The perception of the Middle East as a war zone historically has crimped tourism. The papal visit’s effect on Israel’s tourism will depend in part on how successfully Israel relays the message that it is a safe country “where mothers send their kids to school unescorted,” Landau said.
It also has to broadcast that Christians, who account for more than half of all visitors to Israel, are welcome. The run- up to Francis’ visit has been marred by at least four anti- Christian incidents by suspected Jewish vandals, police said, including “Jesus is garbage” spray-painted in Hebrew on a Jerusalem church and “Murder to the pope” painted on a military vehicle.

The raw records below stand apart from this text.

PR #156, opened 2022-09-20
Feat(Bigquery.Query): Added destination Table to output and log it

Skraye:
Our users would like to know in which table the query have been loaded without having to go in the flow (also useful when your table name is generated from multiple variables)

edit: I also added the destinationTable in the output so it can be reused in the flow.

### DIFF
--- a/src/main/java/io/kestra/plugin/gcp/bigquery/Query.java
+++ b/src/main/java/io/kestra/plugin/gcp/bigquery/Query.java
@@ -256,7 +256,6 @@ public class Query extends AbstractJob implements RunnableTask<Query.Output>, Qu
                 ),
             this.dryRun
         );
-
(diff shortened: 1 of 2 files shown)


src/main/java/io/kestra/plugin/gcp/bigquery/Query.java
```diff
@@ -426,6 +436,11 @@ public static class Output implements io.kestra.core.models.tasks.Output {
             description = "Only populated if 'store' is set to true."
         )
         private URI uri;
+
+        @Schema(
+            title = "The informations where the data are stored"
+        )
+        private HashMap<String,String> destinationTable;
```
tchiotludo, line 443: Please use a true object for that with properties, it will allow to show documentation on the available one

tchiotludo (changes requested):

Police are stepping up patrols in Jerusalem, northern Israel and the West Bank to protect Christian sites ahead of the pontiff’s trip, police spokesman Micky Rosenfeld said.
While most Christians outside Israel aren’t aware of the anti-Christian vandalism, “as more people know about it, I believe people will think twice before coming,” said Wadie Abunassar, chairman of the media committee of the Catholic Bishops Conference of the Holy Land.

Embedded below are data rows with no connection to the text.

PR #214, opened 2023-01-13
Add Firestore tasks

### LINKED ISSUE #87: Firestore

loicmathieu:
Fixes #87


src/main/java/io/kestra/plugin/gcp/firestore/Query.java
```diff
@@ -0,0 +1,230 @@
...
+            title = "Field name for the order by clause."
+    )
+    @PluginProperty(dynamic = false)
+    private String orderBy;
+
+    @Schema(
+            title = "Start offset for pagination of the query results."
+    )
+    @PluginProperty(dynamic = true)
+    private Integer offset;
```
loicmathieu, line 96: @tchiotludo When a dynamic parameter is an Integer we cannot render it with the runContext, will it works this way ? The MongoDB Plugin does the same.

src/main/java/io/kestra/plugin/gcp/firestore/Query.java
```diff
@@ -0,0 +1,230 @@
...
+
+    @Override
+    public Query.Output run(RunContext runContext) throws Exception {
+        try(var firestore = this.connection(runContext)) {
+            var collectionRef = this.collection(runContext, firestore);
+
+            var query = getQuery(runContext, collectionRef, this.queryOperator);
+            if(this.orderBy != null) {
+                query.orderBy(this.orderBy);
+            }
```
loicmathieu, line 112: I'm not a  big fan of those, can we use Optional on the plugin properties or not ? I didn't find any example of how to deal with optional params

src/main/java/io/kestra/plugin/gcp/firestore/List.java
```diff
@@ -0,0 +1,133 @@
...
+                    "collection", this.collection
+            ));
+
+            return output;
+        }
+    }
+
+    private Pair<URI, Long> store(RunContext runContext, Iterable<DocumentReference> documents) throws Exception {
+        File tempFile = runContext.tempFile(".ion").toFile();
+        AtomicLong count = new AtomicLong();
```
loicmathieu, line 84: I reuse AtomicLong counter everywhere as code examples used it (MongoDB plugin for ex) but they should not be needed here as we didn't proceed the list of documents in parallel.

src/main/java/io/kestra/plugin/gcp/firestore/Query.java
tchiotludo: You fell on the dark side of the rendering, we have an issue with int, double, etc ... that can't used `runContext.render` and this can be annoying when using variable. Maybe a ticket on that side to deal it on the future and for now `@PluginProperty(dynamic = false)`

src/main/java/io/kestra/plugin/gcp/firestore/List.java
tchiotludo: It was needed because of lamba, you can increment an `int` on a lambda

src/main/java/io/kestra/plugin/gcp/firestore/Query.java
loicmathieu: OK

src/main/java/io/kestra/plugin/gcp/firestore/List.java
loicmathieu: Oh right, because lambda parameters are final !
I must be tired ...
We can create / find a lighter counter throught, as AtomicLong has some synchronization overhead.

src/main/java/io/kestra/plugin/gcp/firestore/Query.java
loicmathieu: Thinking about it I think we don't have another solution than
- Inject it as String
- Use the runContext to render it
- Parse it
I'll open an issue about this, and we may need to check on all existing plugins that declare a dynamic property and inject it in a primitive wrapper.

Tour operators in Catholic markets have already reported increased interest by church groups due to the pope’s visit, Oded Grofman, deputy director general of the Israel Incoming Tour Operators Association, said in a telephone interview. The vandalism hasn’t triggered cancellations or concern, he said.
“The kind of problems we have now are sometimes lack of hotel rooms and airplane seats,” said Grofman, whose association represents 112 tour companies that bring about 1 million tourists to the country a year.
Francis, who will also be visiting Jordan and the West Bank during his three-day trip to the region, is the third pontiff to visit Israel since the Vatican established diplomatic ties with the Jewish state in 1993.
Unlike in previous papal trips, the pope will fly directly from Amman to the West Bank city of Bethlehem, without going through Israel.
“There is a recognition of the fact that the status of the Palestinian territories is different from the time when John Paul II came and Pope Benedict came,” said David Neuhaus, a spokesman appointed for the visit by the Assembly of Catholic Ordinaries of the Holy Land. The United Nations General Assembly in 2012 recognized a non-member observer state of Palestine, a resolution supported by the Vatican and opposed by Israel.
“I don’t think you should read too much into the fact that he is flying directly, because the pope is trying to gain as much time as possible,” Neuhaus said.
It’s hard to evaluate the effects of previous papal visits on tourism, in part because they took place shortly before or after major eruptions of violence.
At the Vatican, Francis has proven to be a draw. He attracted more than double the number of attendees to Vatican events in the first nine months of his tenure than predecessor Benedict XVI did during a similar period, according to Vatican statistics.
The highlight of the pontiff’s visit will be his meeting with the spiritual leader of the Eastern Orthodox church, Bartholomew I, marking 50 years after predecessors met to pave the way to ending the churches’ 1054 schism. Francis will also privately bless the tabernacle of a church that’s just been built on the shores of the Sea of Galilee, where Jesus is said to have preached.
The church is part of a bigger complex, the Magdala Center, that is to include an archaeological park, spiritual center and 150-room hotel. Construction has been led by Father Juan Solana, head of the Pontifical Institute of Notre Dame of Jerusalem, who said he expects a “big increase” in tourism following the papal visit.
“To come here is the dream for all Christians,” Solana said in an interview at the site, “So whenever they get a little push, hopefully they will decide to come.”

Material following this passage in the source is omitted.